Local graph estimation with pathwise false discovery control.

Omar Melikechi1, David B Dunson2, Noureddine Melikechi3

  • 1Department of Statistical Science, Duke University, Durham, NC, USA. omar.melikechi@duke.edu.

Nature Communications
|May 12, 2026
PubMed
Summary
This summary is machine-generated.

This study introduces local graph estimation to uncover hidden relationships around key variables in complex datasets.

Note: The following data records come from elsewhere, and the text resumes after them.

PR #1943, opened 2020-04-29
Fix throttle publish first message

efernandez:
The `throttle` node from `topic_tools` fails to publish the first message because it doesn't wait for the subscribers.

Technically, it doesn't have to wait for the subscribers, but it should at least wait some time for them. I've added a `1.0s` wait time, which seems reasonable to me, but I'm happy to make that a param if that makes more sense. I'm open to discuss that part of this change.

The use case is illustrated in a new `rostest`, that basically tries to only publish the first message, by using a very low frequency with `throttle messages`.

### DIFF
--- a/tools/topic_tools/src/throttle.cpp
+++ b/tools/topic_tools/src/throttle.cpp
@@ -32,11 +32,15 @@
 // message stream density, etc., rather than just being greedy and stuffing
 // the output as fast as it can. 
 
+#include <algorithm>
 #include <cstdio>
 #include <cstdlib>
 #include <deque>
+#include <ostream>
+#include <set>
 #include "topic_tools/shape_shifter.h"
 #include "topic_tools/parse.h"
+#include <XmlRpcValue.h>
 
 using std::string;
 using std::vector;
@@ -60,6 +64,9 @@ bool g_lazy;
 bool g_force_latch = false;
 bool g_force_latch_value = true;
 ros::TransportHints g_th;
+ros::WallDuration g_wait_for_subscribers_timeout{ 1.0 };
+ros::WallDuration g_wait_for_subscribers_connect_time{ 0.0 };
+vector<string> g_wait_for_subscribers;
 
 class Sent
 {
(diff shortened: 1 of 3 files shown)


efernandez:
I've just sent another commit that improve the wait for subscribers logic. The previous approach was only able to wait for a single subscriber, that could be anyone. The new one allows to wait for specific subscribers provided in a ROS param list: https://github.com/ros/ros_comm/pull/1943/commits/ac841a3e2024a558b385b3c5d5fb104b4745c8cb

tools/topic_tools/src/throttle.cpp
```diff
@@ -58,6 +62,9 @@ ros::Time g_last_time;
 bool g_use_wallclock;
 bool g_lazy;
 ros::TransportHints g_th;
+ros::WallDuration g_wait_for_subscribers_timeout{ 1.0 };
+ros::WallDuration g_wait_for_subscribers_connect_time{ 1.0 };
```
dirk-thomas: Neither of these two default values seems to replicate the previous behavior. In favor of not changing existing behavior I would argue the defaults should be zero.

tools/topic_tools/src/throttle.cpp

The pathwise feature selection (PFS) method effectively reveals local network structures, improving scientific discovery.

Related Experiment Videos

Area of Science:

  • Network inference
  • Statistical modeling
  • Systems biology

Background:

  • Complex datasets often contain key target variables (e.g., biomarkers) within a larger system.
  • Inferring the full network can obscure important local structures around these targets, hindering interpretability.
  • Existing graph estimation methods may fail to accurately recover these localized relationships.

Purpose of the Study:

  • To introduce a statistical framework for local graph estimation, focusing on inferring substructures around target variables.
  • To address the limitations of traditional methods in uncovering local network patterns.
  • To provide a robust method for analyzing complex systems with key variables of interest.

Main Methods:

  • Developed a novel statistical framework called local graph estimation.
  • Introduced pathwise feature selection (PFS) as a key method within this framework.
  • PFS iteratively applies feature selection and uncertainty propagation along network paths.

Main Results:

  • Demonstrated that traditional graph estimation methods often fail to recover local structure.
  • PFS effectively estimates local subgraphs and provides finite-sample false discovery control.
  • Applied PFS to diverse fields including public health, multiomics, and neuroimaging, recovering interpretable networks.

Conclusions:

  • Local graph estimation, particularly using PFS, is a powerful approach for uncovering localized network structures.
  • PFS successfully recovers established mechanisms and generates novel hypotheses across various scientific domains.
  • The framework enhances interpretability in complex systems by focusing on target variable substructures.